Methods: Prospective databases from two complex aortic centers were retrospectively queried to identify all patients who underwent F/BEVAR for failed EVAR (2015-2024). Patients were categorized to have either EL1a or EL5 based on preoperative computed tomography scan. Pre-, intra-, and postoperative variables were compared between the groups. The primary composite outcome, sac stability (≤5 mm change) or regression (>5 mm decrease), was calculated using the Kaplan-Meier method.

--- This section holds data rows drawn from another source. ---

PR #892, opened 2020-11-05
docs: add randomness toggle on fit stacked series story

nickofthyme:
## Summary

Add randomness toggle on fit stacked series story per chat with @wylieconlon. Should be disabled by default to easily see the difference.

Screen Recording 2020-11-05 at 02 01 PM

### Checklist

### DIFF
--- a/stories/mixed/6_fitting_stacked.tsx
+++ b/stories/mixed/6_fitting_stacked.tsx
@@ -26,7 +26,7 @@ import { getRandomNumberGenerator } from '../../src/mocks/utils';
 import { SB_KNOBS_PANEL } from '../utils/storybook';
 
 export const Example = () => {
-  const randomizeBoundingData = boolean('randomize bounding data', false);
+  const randomizeBoundingData = process.env.RNG_SEED !== null ? false : boolean('randomize bounding data', false);
   const dataTypes: Record<string, Array<{ x: number | string; y: number | null }>> = {
     isolated: [
       { x: 0, y: 3 },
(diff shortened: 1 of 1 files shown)


stories/mixed/6_fitting_stacked.tsx
```diff
@@ -158,7 +159,7 @@ export const Example = () => {
   const parsedEndValue: number | 'nearest' = Number.isNaN(Number(endValue)) ? 'nearest' : Number(endValue);
   const value = number('Explicit value (using Fit.Explicit)', 5);
   const xScaleType = dataKey === 'ordinal' ? ScaleType.Ordinal : ScaleType.Linear;
-  const rng = getRandomNumberGenerator();
+  const rng = getRandomNumberGenerator(randomizeBoundingData ? undefined : '__seed__');
```
markov00, line 162: This, running locally doesn't have an effect because, by default, the `getRandomNumberGenerator` picks up the RNG_SEED passed when running the storybook.
It has only an effect on the deployed version because we don't build Storybook with that SEED.

markov00 (commented):
I think we should use the RND_SEED in the Stroybook build process to have the same local and deployed version of storybook

stories/mixed/6_fitting_stacked.tsx
nickofthyme: Good point. I conditionally show the toggle if `RNG_SEED` is defined. I think it would be confusing for that `boolean` to have no effect in such case.

nickofthyme: 9fc5157

markov00 (approved):
LGTM

PR #896, opened 2020-11-06
fix(area_charts): correctly represent baseline with negative data points

### LINKED ISSUE #893: Negative areas doesn't respect the zero baseline
**Describe the bug**
When rendering data with all negative values, the area chart doesn't respect the zero baseline and always render the chart with a baseline as the min domain value.

**To Reproduce**
1. Go to https://codesandbox.io/s/gracious-ride-9f6wn?file=/src/App.tsx
2. the area covers the from the min domain to the max domain, and doesn't consider 0 as baseline

**Expected behaviour**
For area and bar, if not configured otherwise(currently not possible), the baseline should be always zero.

**Screenshots**
Screenshot 2020-11-06 at 10 30 32

 - Elastic Charts: 24

**Additional context**
n/a

**Errors in browser console**
n/a

markov00:
## Summary

This PR fixes the rendering issue when using negative values in area charts. The correct approach
is to draw the area with a zero baseline (or dummy one baseline for log y scale). This correctly
represent the sense of area for a single data point.

Screenshot 2020-11-06 at 19 28 55
Screenshot 2020-11-06 at 19 28 47

fix #893

## Note for reviewers 
It's easier to check the changes if you review them by commit:
- the first commit is an initial code cleanup to consider the correct baseline for negative values
- the second one moves the renderArea, renderPoints, renderLine etc methods into their respective files to reduce the size of the utils.ts file and increase readability
- the third commit fix and refactor the areas of uncertainty for lines/area/points when using log scales

Another thing to notice: the change related to the log scale also changed the way we render areas in the [-1,1] range. I've adopted a different strategy that removes areas/points from showing in that range (possibly adjustable via theme/configuration in a future PR). This adjustment will require the implementation of the #63 request.

### Checklist


src/chart_types/xy_chart/rendering/utils.ts
```diff
@@ -32,19 +35,20 @@ export interface MarkSizeOptions {
...
+  if (value !== null || !returnFilled) {
+    return value;
   }
-
-  if (filled && filled.y1 !== undefined) {
-    return filled.y1;
-  }
-
-  return null;
+  return (datum.filled && datum.filled[valueName]) ?? null;
```
nickofthyme, line 51: nit https://stackoverflow.com/a/58780897/6943587

```ts
return  datum.filled?.[valueName] ?? null;
```

src/mocks/series/utils.ts
```diff
@@ -44,4 +44,7 @@ export const getXValueData = (data: DataSeriesDatum[]): (number | string)[] => d
  * Returns value of `y1` or `filled.y1` or null
  * @internal
  */
-export const getYResolvedData = (data: DataSeriesDatum[]): (number | null)[] => data.map(getYValue);
+export const getYResolvedData = (data: DataSeriesDatum[]): (number | null)[] =>
+  data.map((d) => {
+    return getYDatumValue(d);
+  });
```
nickofthyme, line 50:
```ts
data.map(getYDatumValue);
```

src/scales/scale_continuous.ts
```diff
@@ -62,38 +62,39 @@ const SCALES = {
 export function limitLogScaleDomain(domain: any[]) {
   if (domain[0] === 0) {
     if (domain[1] > 0) {
-      return [1, domain[1]];
+      return [LOG_MIN_ABS_DOMAIN, domain[1]];
```
nickofthyme, line 65: ❤️

nickofthyme (approved):
Code changes LGTM. Tested locally and everything functions as expected.

Why does the band disappear when using log scale? 👇 

Screen Recording 2020-11-10 at 10 18 43 AM

Also, I noticed that for positive and negative values the log scale just shows the positive values. Is there a way to logically/correctly show positive and negative values when using log scale? Like the symmetric log scale, @monfera was talking about?

src/chart_types/xy_chart/rendering/rendering.ts
```diff
@@ -711,7 +710,16 @@ export function renderArea(
       return yScale.isInverted ? yScale.range[1] : yScale.range[0];
     })
     .y0(({ y0 }) => {
-      return y0 === null || (isLogScale && y0 <= 0) ? yScale.range[0] : yScale.scaleOrThrow(y0);
+      if (y0 === null) {
+        if (isLogScale) {
+          return yScale.scaleOrThrow(1);
+        }
+        return yScale.scaleOrThrow(0);
```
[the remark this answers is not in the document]
nickofthyme: Also, the `1` should be `LOG_MIN_ABS_DOMAIN` right?

src/chart_types/xy_chart/rendering/line.ts
```diff
@@ -50,22 +49,14 @@ export function renderLine(
...
-      }
-
-      // this should never happen thanks to the defined function
-      return yScale.isInverted ? yScale.range[1] : yScale.range[0];
-    })
+    .y(y1Fn)
     .defined((datum) => {
-      const yValue = getYValue(datum);
-      return yValue !== null && !(isLogScale && yValue <= 0) && xScale.isValueInDomain(datum.x);
+      return definedFn(datum);
```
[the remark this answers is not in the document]
markov00: mm, typescript is not 100% happy with that, because the defined function accept a function with a single argument where definedFn has multiple arguments

src/chart_types/xy_chart/rendering/utils.ts
markov00: oh thanks I was just looking for that ❤️

src/mocks/series/utils.ts
markov00: same comment as for the `definedFn`, getYDatumValue has a different signature then a map function

src/chart_types/xy_chart/rendering/rendering.ts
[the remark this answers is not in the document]
markov00: already solved on https://github.com/elastic/elastic-charts/pull/896/commits/eca41362f88c9e6a81804e88b962c864311ca3bb

rshen91 (approved):
Sorry about the delay in reviewing! These changes look great to me - I appreciate the additional stories and clarity in reducing file sizes.

markov00:
> Why does the band disappear when using log scale? 👇
> 
> Screen Recording 2020-11-10 at 10 18 43 AM

This happens because the lowest point is below the threshold of 1 (currently 0.9). In this case, the band is not defined and is removed from the path

PR #899, opened 2020-11-10
feat: allow clearing colors from memory

### LINKED ISSUE #898: Allow option to clear color picker colors
When using a custom color picker in the legend. The `onChange` callback does _not_ allow for `null` value or any other way to clear the custom color selection.

The `onChange` callback takes a `null` value to clear the selected color value.

Rerender entire chart to update color selection

nickofthyme:
## Summary

Fix #898

Adds option to pass `null` value to `onChange` callback from custom legend color picker.

Screen Recording 2020-11-10 at 01 52 29 PM

### Checklist


src/state/chart_state.ts
```diff
@@ -399,10 +399,18 @@ export const chartStoreReducer = (chartId: string) => {
...
+              action.color !== null
+                ? {
+                    ...state.colors.persisted,
+                    [action.key]: action.color,
+                  }
+                : (() => {
+                    const colors = { ...state.colors.persisted };
+                    delete colors[action.key];
+
+                    return colors;
```
markov00, line 412: Instead of using delete you can also use the following:
```suggestion
                    const {[action.key] : removed, ...others} = state.colors.persisted;
                    return others;
```

src/components/legend/legend_item.tsx
```diff
@@ -183,17 +184,21 @@ export class LegendListItem extends Component<LegendItemProps, LegendItemState>
     const { seriesIdentifier, color } = item;
 
     const handleClose = () => {
-      setPersistedColorAction(seriesIdentifier.key, color);
+      setPersistedColorAction(seriesIdentifier.key, this.shouldClearPersistedColor ? null : color);
```
markov00, line 187: Just to understand the reason of adding the `shouldClearPersistedColor`: is that because the `handleClose` doesn't receive a color and the color is configured only through `handleChange`?
If the action order is:
- user click on "clear color" in the color picker
- `handleChange(null)` is called
- `setTemporaryColorAction(null)` is called
- the component gets rerendered with the default series color (so `color` in the `item` object is the "default color)
- user close the color picker
- `handleClose()`
- `setPersistedColorAction(color)` if here we pass the that `default` color, are we doing something wrong? can't we rely on the `item.color` instead of the `shouldClearPersistedColor`?

src/specs/settings.tsx
```diff
@@ -248,7 +248,7 @@ export interface LegendColorPickerProps {
   /**
    * Callback to update temporary color state
    */
-  onChange: (color: Color) => void;
+  onChange: (color: Color | null) => void;
```
markov00, line 251: As we are changing the API, this should probably be marked as breaking change and requires an API report update

nickofthyme: Do you think this creates a breaking change? This `onChange` is a callback we provide not that they provide.

```ts
// we control callback function signature
const color = 'red' // as string now
onChange(color); // string is string | null, no type error
```

The issue that we had with the display value type change was that we did not control the function, just the type. So that would be something like....
```ts
// we control callback function type
const onChange = (color) => {
  // color type could be breaking
}
```

src/components/legend/legend_item.tsx
nickofthyme: Yes exactly right. The color gets updated from outside of the component based on the temporary color action. So if I don't add this flag, and the steps above occur, the default color will be set in the persisted colors.

src/state/chart_state.ts
nickofthyme: 8f9a229

src/specs/settings.tsx
markov00: ok fine, no breaking change in this case

markov00 (approved):
LGTM after fixing the VRT where the color picker changed legitimately its height

PR #901, opened 2020-11-12
fix: specs swaps correctly reflected in state

### LINKED ISSUE #868: [xyChart] When switching the seriesProps, the chart doesn't render first series
**Describe the bug**
When I want to programatically reorder `yAccessors` in xy_chart, the first series is not displayed. 
I’ve simplified the example here in codesandbox – toggle the 'click' button - the series should switch and display in order from [1,2,3] to [2,1,3], but only the second and third series is visible. 

https://codesandbox.io/s/charts-interval-bug-l8th9?file=/src/App.tsx

 - current Kibana version (master)

markov00:
## Summary

This PR fixes the wrong state caused by swapping specs props between existing components.

The root cause is the `specComponentFactory`. 
The issue appears in the following situation:
- we have two components with respective ids `A` and `B`
- this got `parsed` and stored in our state
- the consumer switch the ids of the two components: the first component (previously with id `A`) becomes the one with id `B` and the second component (previously with id `B`) becomes `A`.

Because we are processing these specs sequentially following the React life cycle, the first component calls the following part of the `specComponentFactory`
```
if (prevId && prevId !== props.id) {
    removeSpec(prevId);
}
upsertSpec(SpecInstance);
```
this removes the `prevId` spec (the `A` for the first component) and then add the `spec B` to the store (1).
Then it's time for the second component. The id of the component has changed so it follows the same path as the previous one: removes the `spec B` (its saved previous id) and then upsert the spec with id `A`, but the removed spec `B` is not the old one, but a new one added in the step (1), the new one provided by the first component.

The first time we send an`upsertSpec` action to the state, the reducer cleans up the specs array. Because of this, it is not needed to call first the `removeSpec` with the `prevId`, if that is different from the current one. We still clean and re-add all the specs on upserting.

fix #868

### Checklist


src/state/spec_factory.test.tsx
```diff
@@ -0,0 +1,94 @@
+/*
```
nickofthyme, line 1: ❤️

nickofthyme (approved):
Changes LGTM, verified the issue is resolved locally.

Screen Recording 2020-11-16 at 08 48 26 AM

rshen91 (approved):
Looks great! I really like the additional tests - they make it really clear

PR #1710, opened 2022-06-10
fix: return always a full projection in multilayerAxisEntry

### LINKED ISSUE #1592: `maxLabelBboxHeight` can be undefined
A kibana user experienced an error where the server-side rendering of a dashboard in PDF the following error in the console appeared:  

```
Cannot read properties of undefined (reading 'maxLabelBboxHeight')
```

~We should find the possible root cause of this undefined value causing a blank chart rendered~

As notified in https://github.com/elastic/kibana/issues/134025 the issue appears when resizing a multi-layer time axis to a small size, causing the error to surface

markov00:
## Summary

When resizing too much a time series chart with a multilayer time axis, the function that computes the ticks can receive a a zero-length array of `layers`.  Typescript probably doesn't pick up correctly a mis-typed reduce and it propagated through without getting noticed causing an un-recoverable error as reported in the [linked issue](#https://github.com/elastic/elastic-charts/issues/1592) and the Kibana one.

This PR fixes it by adding the correct return type to the function and fixing the reduce function initialization.

The timeslip story is also updated with a switch to show the legend simplifying the reproducibility of the issue.

## Issues

fix #1592

### Checklist

### DIFF
--- a/packages/charts/src/chart_types/xy_chart/axes/timeslip/multilayer_ticks.ts
+++ b/packages/charts/src/chart_types/xy_chart/axes/timeslip/multilayer_ticks.ts
@@ -9,8 +9,7 @@
 import { Scale, ScaleContinuous } from '../../../../scales';
 import { XDomain } from '../../domains/types';
 import { AxisLabelFormatter } from '../../state/selectors/axis_tick_formatter';
-import { GetMeasuredTicks } from '../../state/selectors/visible_ticks';
-import { AxisTick } from '../../utils/axis_utils';
+import { GetMeasuredTicks, Projection } from '../../state/selectors/visible_ticks';
 import { rasters, TimeBin, TimeRaster } from './rasters';
 
 const MAX_TIME_TICK_COUNT = 50; // this doesn't do much for narrow charts, but limits tick count to a maximum on wider ones
@@ -42,7 +41,7 @@ export function multilayerAxisEntry(
   timeAxisLayerCount: any,
   scale: Scale<string | number> | ScaleContinuous, // fixme it's only the latter for now
   getMeasuredTicks: GetMeasuredTicks,
-) {
+): Projection {
   const rasterSelector = rasters({ minimumTickPixelDistance: 24, locale: 'en-US' }, xDomain.timeZone);
   const domainValues = xDomain.domain; // todo consider a property or object type rename
   const domainFromS = Number(domainValues[0]) / 1000; // todo rely on a type guard or check rather than conversion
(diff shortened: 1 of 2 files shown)


packages/charts/src/chart_types/xy_chart/axes/timeslip/multilayer_ticks.ts
```diff
@@ -63,8 +62,8 @@ export function multilayerAxisEntry(
       fallbackAskedTickCount: NaN,
     };
   };
-  return layers.reduce(
-    (combinedEntry: { ticks: AxisTick[] }, l: TimeRaster<TimeBin>, detailedLayerIndex) => {
+  return layers.reduce<Projection>(
```
monfera, line 65: Nice, totally worth the couple of added lines for the initial value

packages/charts/src/chart_types/xy_chart/axes/timeslip/multilayer_ticks.ts
```diff
@@ -85,8 +84,9 @@ export function multilayerAxisEntry(
       }
 
       return {
-        ...entry,
         ...combinedEntry,
+        ...entry,
+        scale,
```
monfera, line 89: `entry` has the `scale` already (OK to keep it)

monfera (approved):

packages/charts/src/chart_types/xy_chart/axes/timeslip/multilayer_ticks.ts
```diff
@@ -97,6 +97,16 @@ export function multilayerAxisEntry(
...
+      ticks: [],
+      labelBox: {
+        maxLabelBboxWidth: 0,
+        maxLabelBboxHeight: 0,
+        maxLabelTextWidth: 0,
+        maxLabelTextHeight: 0,
+        isHidden: true,
+      },
+      scale,
+    }, // this should turn into a full Projection
```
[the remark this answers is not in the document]
markov00: :D yes

packages/charts/src/chart_types/xy_chart/axes/timeslip/multilayer_ticks.ts
markov00: true, and also combinedEntry :)

markov00: done https://github.com/elastic/elastic-charts/pull/1710/commits/ba7bddfb309e30216358bedf69638ef2ee5911f6

PR #1713, opened 2022-06-15
chore: pick up perf and refactor commits as patch release

markov00:
## Summary

This PR updates the semantic-release commit analyzer to pick up bot the `perf` and the `refactor` commit prefix as patch releases. 

@nickofthyme we should also change the current semantic-pull-request app, because is no longer maintained and seems not working anymore (see this PR title for example), to this https://github.com/Ezard/semantic-prs#readme that has the same API, wdyt?


nickofthyme (approved):
Yeah I think these changes are fine. Did you want to bump `semantic-release` per #1707 in this PR too?

markov00:
> Yeah I think these changes are fine. Did you want to bump `semantic-release` per #1707 in this PR too?

yep why not!


> Yeah I think that is fine with me. Do you think this bot would fix the issues mentioned in #1471?

No, the bug was not caused by the `semantic-pull-request` github app, but by the github plugin of semantic-release

PR #1719, opened 2022-06-21
feat(flame): navigation and controls

monfera:
## Summary

Adds navigation, using a nav history queue:
- Back
- Forth
- Home

Adds exposed control callbacks:
- `resetFocus`
- `focusOnNode`
...more to come

### Checklist


packages/charts/src/chart_types/flame_chart/flame_chart.tsx
```diff
@@ -223,8 +223,20 @@ class FlameComponent extends React.Component<FlameProps> {
...
+    const { controlProviderCallback } = this.props;
+    if (controlProviderCallback.resetFocus) {
+      controlProviderCallback.resetFocus(() => this.resetFocus());
+    }
+    if (controlProviderCallback.focusOnNode) {
+      controlProviderCallback.focusOnNode((nodeIndex: number) => {
+        if (this.navQueue[this.navIndex] !== nodeIndex) this.navQueue.splice(++this.navIndex, Infinity, nodeIndex);
+        this.focusOnNode(nodeIndex);
+      });
+    }
```
markov00, line 237: If, for some reason, the user updates the props linking the callbacks in a later stage than the initial mounting event, they will never receive those controls. 
We should probably link those at the mount/update stage

packages/charts/src/chart_types/flame_chart/flame_chart.tsx
```diff
@@ -420,23 +453,16 @@ class FlameComponent extends React.Component<FlameProps> {
...
-        this.wobbleIndex = hovered.datumIndex;
-        this.prevT = NaN;
-        this.hoverIndex = NaN; // no highlight
-        this.setState({});
-        this.props.onElementClick([{ vmIndex: hovered.datumIndex }]); // userland callback
+        const { datumIndex } = hovered;
+        if (this.navQueue[this.navIndex] !== datumIndex) this.navQueue.splice(++this.navIndex, Infinity, datumIndex);
+        console.log(this.navQueue.join(' > '), this.navIndex);
+        this.focusOnNode(datumIndex);
+        this.props.onElementClick([{ vmIndex: datumIndex }]); // userland callback
```
markov00, line 465: not in this PR, but I was wondering if we need to call this an async way, like in a different requestAnimationFrame. This is just because we can "finish" our rendering part and detach the event from the event handling

monfera: It is already in an event handler, so it gets activated asynchronously. I don't currently see a reason for making the interaction asynchronous, as it's not clear what it would buy, yet it'd definitely involve more code, and maybe somewhat less predictable execution, because another event handler may asynchronously trigger something else, so a game with rAF queues, ordering, cancellation etc. might start. As it is, there's no extra code involved

packages/charts/src/chart_types/flame_chart/flame_chart.tsx
monfera: Thanks for the suggestion, added the binding for `componentDidUpdate` too, addreseed in 90ab4d778bded583558d3768d451101eaf40ffd4 and commented for the API in 2316bdd8764021fffb241b2741a77dbb5a82d12c

storybook/stories/icicle/04_cpu_profile_gl_flame.story.tsx
```diff
@@ -48,11 +49,10 @@ const columnarData = {
   size1: size,
 };
 
-export const Example = (
-  // should check why it's not a good idea; in the meantime:
-  // eslint-disable-next-line unicorn/no-object-as-default-parameter
-  props?: { controlProviderCallback: ControlProviderCallback },
-) => {
+let resetFocusControl: ResetFocusControl = () => {}; // initial value
+let focusOnNodeControl: FocusOnNodeControl = () => {}; // initial value
```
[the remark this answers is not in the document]
monfera: Done in 90ab4d778bded583558d3768d451101eaf40ffd4 made possible by rebinding in the update

markov00 (approved):
Changes looks good to me, tested inside the deployment, works as expected

PR #1730, opened 2022-06-27
fix(events): remove async callbacks from code

markov00:
## Summary

Working at #1729 leads to an interesting issue regarding the asynchronous callback.
In particular, we were calling the `onChartRendered` and `onProjectionAreaChanged` callbacks in a new macro task thanks to a `requestAnimationFrame`.

The reasons to avoid this way of handling callbacks are:
- give the freedom to the user to choose how they want to execute/queue the task in their own environment
- events caused by mouse events are already async by nature
- those callbacks should be used only for small side effects, like triggering a focus, a slight change in the state (like disabling a loading spinner) etc the user should not attach long-running sync methods to these events.

This PR removes the use of RAF in favor of sync calls.

This solves a side issue in the composable story where the chart render-complete was not called correctly.


nickofthyme (approved):
Excellent!! Works great. Thanks for jumping on this so fast! Any idea why we wrapped those in a RAF?

PR #1748, opened 2022-07-11
feat(flame): Add zoom and pan to the navigation history

markov00:
## Summary

This adds the ability to go back and forth to the last zoomed/panned area in the screen.
In particular, the navigation history works the following way:
- a pan/zoom action clears the most recent items in the history starting from the current navigation item and replaces those with an item describing the last visible area after a zoom/pan.
- if a node click action is performed after a pan/zoom action, the pan/zoom history item is replaced by the click action.


markov00:
buildkite update screenshots

packages/charts/src/chart_types/flame_chart/flame_chart.tsx
```diff
@@ -6,6 +6,14 @@
...
  */
 
+/*
+ * Copyright Elasticsearch B.V. and/or licensed to Elasticsearch B.V. under one
+ * or more contributor license agreements. Licensed under the Elastic License
+ * 2.0 and the Server Side Public License, v 1; you may not use this file except
+ * in compliance with, at your election, the Elastic License 2.0 or the Server
+ * Side Public License, v 1.
+ */
+
```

Results: A total of 102 patients (75 with EL1a; 27 with EL5), with a mean age of 78 ± 6.6 years and large aneurysms (71 ± 16.2 mm) were studied; no significant intergroup preoperative characteristic differences were observed. F/BEVAR repairs incorporated 3.8 ± 0.5 target arteries per patient. Fluoroscopy dose, contrast volume, procedure time, blood loss, and technical success were similar between groups. Postoperative complication rates (EL1a: n = 15; 20% vs EL5: n = 4; 15%; P = .77) and 30-day mortality (EL1a: n = 1; 1% vs EL5: n = 2; 7%; P = .17) were similar. The cumulative incidence of sac stability or regression at 4 years was 92% (95% confidence interval [CI], 83%-97%) for EL1a vs 81% (95% CI, 61%-94%) for EL5 (log-rank P = .03). On multivariable analysis, the hazard ratio for sac stability or regression was 1.72 (95% CI, 1.02-2.89; P = .04) for EL1a compared with EL5.

Conclusions: Sac stability or regression can be achieved in most patients with EL1a or EL5 who undergo endovascular salvage with F/BEVAR. However, those treated for EL5 are less likely to achieve sac stability or regression. Additional data are needed to better understand fundamental differences in these subsets of failed EVAR patients and to better guide appropriate salvage therapy.